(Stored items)
════════════════════
PR #2363, opened 2026-08-21
ci(python): run a2ui-agent-sdk tests on a2a-sdk 1.x

WillBeebe:
Stacked on #2337. **Only the last commit is new** (`ci(python): run a2ui-agent-sdk tests on a2a-sdk 1.x`). Review against `WillBeebe:feat/a2a-sdk-1x-part-types` if this PR still contains #2337.

## Why

#2337 widens the published `a2ui-agent-sdk` pin to `a2a-sdk>=0.3.0,<2`, but workspace CI stays on **0.3** (`constraint-dependencies` plus sample packages that still pin `<0.4`). The `IS_A2A_V1` branch of `_compat` is untested in CI.

A full clone of `python-ci` cannot `uv sync --all-packages` on 1.x: other workspace members (e.g. `file-upload-summarizer`) still require `a2a-sdk<0.4`.

## What

Sibling job **Python CI (a2a-sdk 1.x)**:

- Isolated venv (install from `/tmp` so workspace `constraint-dependencies` do not apply)
- `a2ui-core` + `a2ui-agent-sdk` + `a2a-sdk>=1.0.0,<2`
- `pytest agent_sdks/python/a2ui_agent/tests/a2a` — the helpers that go through `_compat`

Default `python-ci` is unchanged (0.3, full workspace).

Also: `part_metadata` no longer calls `HasField` on the protobuf map (raises `ValueError` on 1.x).

Locally: 10 passed on a2a-sdk **1.1.2** (`IS_A2A_V1=True`).

## Out of scope

- Sample `Part.root` rewrites (follow-up)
════════════════════
**Exercise goal**
Check each line of the records for the word "WillBeebe", and show the lines that contain it.

**Answer for the task**
WillBeebe:
Stacked on #2337. **Only the last commit is new** (`ci(python): run a2ui-agent-sdk tests on a2a-sdk 1.x`). Review against `WillBeebe:feat/a2a-sdk-1x-part-types` if this PR still contains #2337.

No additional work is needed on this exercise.